Sin hacérselo repetir, el muñeco empezó a andar por la senda que llevaba al pueblo. Pero el pobre diablo ni sabía en qué mundo estaba. Le parecía soñar una horrible pesadilla. Estaba fuera de sí.

Sus ojos lo veían todo doble, las piernas le temblaban, la lengua se le había pegado al paladar y no podía articular ni una palabra. Sin embargo, en medio de aquel estupor y entontecimiento, una agudísima espina le traspasaba el corazón: el pensamiento de que debía pasar bajo las ventanas de la casa de su buena Hada entre los dos guardias.
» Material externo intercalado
Issue #3137, opened 2023-08-23
feat (interactive): Implement field trimmer


JialuGong:
**Is your feature request related to a problem? Please describe.**
Currently, GIE lacks the ability to trim unused fields. 

**Describe the solution you'd like**
Implement a calcite-like field trimmer for GIE. 
- [ ] Do field trimming by changing the current `Project RelNode`s  and `TableScan RelNode`s
- [ ] Add necessary `Project` between `RelNode`s  to trim unused fields

PR #3200, opened 2023-09-08
fix(interactive): Implement Field Trimmer Rule in Compiler

JialuGong:
## Related issue number
 #3137

Just a draft pr for pre-review


interactive_engine/compiler/src/main/java/com/alibaba/graphscope/common/ir/planner/GraphFieldTrimmer.java
```diff
@@ -0,0 +1,214 @@
...
+        return dispatchTrimFields(root, fields);
+    }
+
+
+    public RelNode trimFields(GraphLogicalProject project, ImmutableSet<GraphVariable> fieldsUsed) {
+        // TODO(huaiyu)
+        return project;
+    }
+
+    public RelNode trimFields(GraphLogicalAggregate aggregate, ImmutableSet<GraphVariable> fieldsUsed) {
```
shirly121, line 90: There's no need to implement a TrimField function for every operator, the difference only occurs when collecting the variables used by the operator. The rest of the process can be unified.

shirly121 (approved):

BingqingLyu (approved):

Hubiera preferido morir.

Habían llegado ya y estaban a punto de entrar en el pueblo, cuando una juguetona ráfaga de viento arrebató el gorro de la cabeza de Pinocho, llevándolo a una docena de pasos de allí.
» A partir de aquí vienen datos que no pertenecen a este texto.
PR #3934, opened 2024-06-17
fix(interactive): Avoid redundant traversal when building lf_indexer

liulx20:
- Avoid redundant traversal when building the lf_indexer

- Return an invalid value to indicate the key doesn't exist, instead of crashing.


zhanglei1949 (approved):
LGTM

luoxiaojian (approved):

zhanglei1949 (approved):
LGTM

Issue #3947, opened 2024-06-18
Support processing `None` value in GIE


BingqingLyu:
**Is your feature request related to a problem? Please describe.**

As titled.

BingqingLyu:
Supported in #3972

PR #3972, opened 2024-06-25
fix(interactive): Support NULL Value in expression in GIE Runtime

BingqingLyu:
## What do these changes do?

As titled.

## Related issue number

#3947


longbinlai (approved):
The docs of handling NULL will be given after Interactive has implemented the same semantics.

zhanglei1949 (approved):

PR #3990, opened 2024-07-01
refactor(interactive): Support customizing ports when deploy interactive in local mode and connect via SDK

zhanglei1949:
Interactive service exposes many ports, including `admin_port`, `query_port(stored_proc_port)`, `cypher_port` and `gremlin_port`. In previous SDK implementation, we create a driver by only providing the `admin_endpoint`, hoping for get all other ports via `GET /v1/service/status`, However, this only works if the SDK runs inside the service's container. In cases like k8s deployment, the internal port will be mapped to a large port number which is chosen by the cluster.

In this PR, we let user to declare the endpoints to environment variables, and connect via SDK.
```bash
export INTERACTIVE_ADMIN_ENDPOINT: http://host:port
export INTERACTIVE_STORED_PROC_ENDPOINT: http://host:port
export INTERACTIVE_CYPHER_ENDPOINT: neo4j://host:port or bolt://host:port
export INTERACTIVE_GREMLIN_ENDPOINT: ws://host:port/gremlin
```

For example, with python sdk, user can connect to the Interactive service after all environment variable is exported.
```python
from gs_interactive.client.driver import Driver
driver = Driver()
with driver.session() as sess:
   #....
```

The documentaion will be added after the interactive documentation is refactored with `gsctl`

### DIFF
--- a/flex/interactive/sdk/java/src/main/java/com/alibaba/graphscope/interactive/client/Driver.java
+++ b/flex/interactive/sdk/java/src/main/java/com/alibaba/graphscope/interactive/client/Driver.java
@@ -32,36 +32,96 @@ import java.util.logging.Logger;
 public class Driver {
     private static final Logger logger = Logger.getLogger(Driver.class.getName());
 
-    private final String host;
-    private final int port;
+    private final String adminUri;
+    private final String storedProcUri;
+    private String cypherUri;
+    private String gremlinUri;
+    private String host;
+    private int port;
     private Session defaultSession;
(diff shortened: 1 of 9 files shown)


liulx20 (dismissed):

longbinlai (approved):
LGTM

lidongze0629 (approved):

lidongze0629 (approved):

liulx20 (approved):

—¿Me permiten —dijo el muñeco a los guardias—, que vaya a recoger mi gorro?

—Recógelo, pero vuelve en seguida.

El muñeco fue, recogió el gorro…, y, en vez de ponérselo en la cabeza, se lo metió en la boca, entre los dientes, y empezó a correr a toda prisa hacia la playa. Corría como una bala.
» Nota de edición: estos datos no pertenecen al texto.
PR #4031, opened 2024-07-11
fix(interactive): Support parsing quoting_char when reading header row from csv

zhanglei1949:
As titled.


flex/storages/rt_mutable_graph/loader/csv_fragment_loader.cc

Los guardias, pensando que sería difícil alcanzarlo, azuzaron tras él a un gran mastín, que había ganado el primer premio en todas las carreras de perros. Pinocho corría y el perro corría más que él, por lo que la gente se asomaba a las ventanas y se agolpaba en medio de la calle, ansiosa de ver el desenlace de aquella feroz carrera. Pero no pudieron darse ese gusto, porque el mastín y Pinocho levantaban en el camino una polvareda tal que a los pocos minutos ya no se pudo ver nada.

XXVIII

Pinocho corre el peligro de que lo frían en una sartén, como un pez.

D
URANTE AQUELLA desesperada carrera, hubo un momento terrible, un momento en el que Pinocho se creyó perdido; pues hay que saber que Alidoro (así se llamaba el perro), a fuerza de correr y correr, casi lo había alcanzado.

El muñeco sentía a sus espaldas, a un palmo de distancia, el jadear afanoso de la fiera, e incluso percibía el cálido vaho de sus resoplidos.

Afortunadamente la playa estaba ya cerca; y el mar se veía a pocos pasos.

En cuanto pisó la playa, el muñeco dio un gran salto, que hubiera envidiado una rana, y cayó al agua, Alidoro, en cambio, intentó detenerse pero, arrastrado por el ímpetu de la carrera, entró también en el agua. Y el desgraciado no sabía nadar, por lo que inmediatamente se puso a patalear para salir a flote; pero cuanto más pataleaba más se le hundía la cabeza en el agua.

Cuando por fin consiguió sacarla, el pobre bicho tenía los ojos aterrorizados y fuera de las órbitas y, ladrando, gritaba:

—¡Me ahogo! ¡Me ahogo!

—¡Revienta! —le contestó, desde lejos, Pinocho, que ya se veía fuera de peligro.

—¡Ayúdame, Pinochito!… ¡Sálvame de la muerte!